_Exercise details_
Print all the entries verbatim.

_Material for this exercise_
PR #80, opened 2023-12-22
Update originalReleaseDate field to new ItemDate type

dweymouth:
**NOTE: this is a breaking change** but as of now, LMS (server) and Symfonium (client) are the only users of this field, and they have coordinated the ability to make the change.

This is needed because the original type of the field was an ISO date which *does not* allow the representation of "partial" dates (ie only year known, or year and month), which is a common scenario with music file tags.

### DIFF
--- a/content/en/docs/Responses/AlbumID3.md
+++ b/content/en/docs/Responses/AlbumID3.md
@@ -59,7 +59,11 @@ description: >
         "cool"
     ],
     "sortName": "lagerfeuer (8-bit)",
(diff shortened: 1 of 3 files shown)


dweymouth:
CC @certuna

Tolriq:
The year needs to be optional too. If the server support the field it must return it not null, so in this case an empty object without year or month or day.

Tolriq (approved):

epoupon (approved):

deluan (approved):

PR #84, opened 2024-01-27
Add Nextcloud Music as a participating server

paulijar:
The Nextcloud Music app has a rudimentary support for the ~~OpenAmpache~~ OpenSubsonic API extensions starting from the version 1.10.0 (released today 2024-01-27).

_Your response_
PR #80, opened 2023-12-22
Update originalReleaseDate field to new ItemDate type

dweymouth:
**NOTE: this is a breaking change** but as of now, LMS (server) and Symfonium (client) are the only users of this field, and they have coordinated the ability to make the change.

This is needed because the original type of the field was an ISO date which *does not* allow the representation of "partial" dates (ie only year known, or year and month), which is a common scenario with music file tags.

### DIFF
--- a/content/en/docs/Responses/AlbumID3.md
+++ b/content/en/docs/Responses/AlbumID3.md
@@ -59,7 +59,11 @@ description: >
         "cool"
     ],
     "sortName": "lagerfeuer (8-bit)",
(diff shortened: 1 of 3 files shown)


dweymouth:
CC @certuna

Tolriq:
The year needs to be optional too. If the server support the field it must return it not null, so in this case an empty object without year or month or day.

Tolriq (approved):

epoupon (approved):

deluan (approved):

PR #84, opened 2024-01-27
Add Nextcloud Music as a participating server

paulijar:
The Nextcloud Music app has a rudimentary support for the ~~OpenAmpache~~ OpenSubsonic API extensions starting from the version 1.10.0 (released today 2024-01-27).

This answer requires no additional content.